Parameter sensitivity and uncertainty of a one-dimensional morphodynamic model in the Lower Yellow River

Abstract

One-dimensional morphodynamic models are effective tools to conduct flood risk assessment and sediment management of alluvial rivers. In order to gain better understanding of morphodynamic models and improve the simulation efficiency and accuracy, a comprehensive investigation into parameter sensitivity and uncertainty has been conducted for a one-dimensional morphodynamic model. This model was calibrated using the measured flow and sediment data in the Lower Yellow River (LYR). The variance-based Sobol' and GLUE (Generalized Likelihood Uncertainty Estimation) tools were applied to quantify the parameter sensitivity and uncertainty to the simulation of different hydrological indicators in the meandering reach, with various model response surfaces selected. Results show that the importance of input parameters varied with different model outputs. The simulated water level and discharge hydrographs were more sensitive to the roughness coefficient at middle and high flows, with high total- and first-order sensitivity indices to the NSEs and RMSEs, while the simulated sediment concentration was more sensitive to the input parameters related to sediment transport capacity (K and M) and recovery coefficient (bd). Notably, the pairwise interactions between K and different roughness coefficients were significant in the simulated sediment concentration hydrographs. Spatio-temporal variability in the effect of input parameters is also revealed. The most contributing factor was screened as K for the maximum sediment concentration in the uppermost and lowermost reaches of the meandering reach, which turned to be bd in the middle reach.
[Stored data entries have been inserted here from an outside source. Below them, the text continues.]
PR #7530, opened 2020-03-10
CB-5590 spark3 added

doktoric:
We dont have spark3 template yet


orchestrator-salt/src/main/resources/salt/salt/gateway/config/cm/topology.xml.j2
```diff
@@ -480,6 +480,17 @@
     {%- endif %}
     {%- endif %}
 
+    {% if 'SPARK3_YARN_HISTORY_SERVER' in salt['pillar.get']('gateway:location') -%}
+    {% if 'SPARK3HISTORYUI' in exposed -%}
+    <service>
+        <role>SPARK3HISTORYUI</role>
```
keyki: I think `ACLs` are missing from the topology.

template-manager-cmtemplate/src/main/java/com/sequenceiq/cloudbreak/cmtemplate/configproviders/spark/Spark3OnYarnRoleConfigProvider.java
```diff
@@ -0,0 +1,52 @@
...
+import com.cloudera.api.swagger.model.ApiClusterTemplateConfig;
+import com.sequenceiq.cloudbreak.cmtemplate.CmTemplateProcessor;
+import com.sequenceiq.cloudbreak.cmtemplate.configproviders.AbstractRoleConfigProvider;
+import com.sequenceiq.cloudbreak.cmtemplate.configproviders.ConfigUtils;
+import com.sequenceiq.cloudbreak.template.TemplatePreparationObject;
+
+@Component
+public class Spark3OnYarnRoleConfigProvider extends AbstractRoleConfigProvider {
+
+    private static final String SPARK3_CONF_CLIENT_SAFETY_VALVE = "spark-conf/spark-defaults.conf_client_config_safety_valve";
```
risdenk: I thought we were moving away from safety valves? This uses another one?

doktoric: @risdenk unfortunately we can only moving aways if we have fix property in CM isde

risdenk: Yea agreed - CB-4191 is being used to track a bunch of this. Is there a CM jira to add a specific property and a CB one to remove this use of safety valve? Otherwise we are going to keep fighting up a hill.

This looks like a new Spark CSD so it should be possible to add the specific config and then CB wouldn't need to deal w/ this safety valve.

doktoric: @risdenk this is https://jira.cloudera.com/browse/OPSAPS-55172

PR #7544, opened 2020-03-11
CB-5727	Solve CM clock offset issues

Bajzathd:


cluster-cm/src/main/java/com/sequenceiq/cloudbreak/cm/ClouderaManagerSetupService.java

The most sensitive parameter to the simulated sediment concentration was screened as K in the initial period and then turned to be the exponent of recovery coefficient in case of erosion (be), which was bd in the last period over the simulation period. An analysis of parameter uncertainty indicates that the morphodynamic model can obtain satisfactory accuracy with most observed data concentrating in the 95% confidence interval, and the uncertainty of simulation outputs increased downstream. Improved understanding of parameter sensitivity and uncertainty in morphodynamic modelling can provide the scientific guidance for factor prioritization in the future model calibration.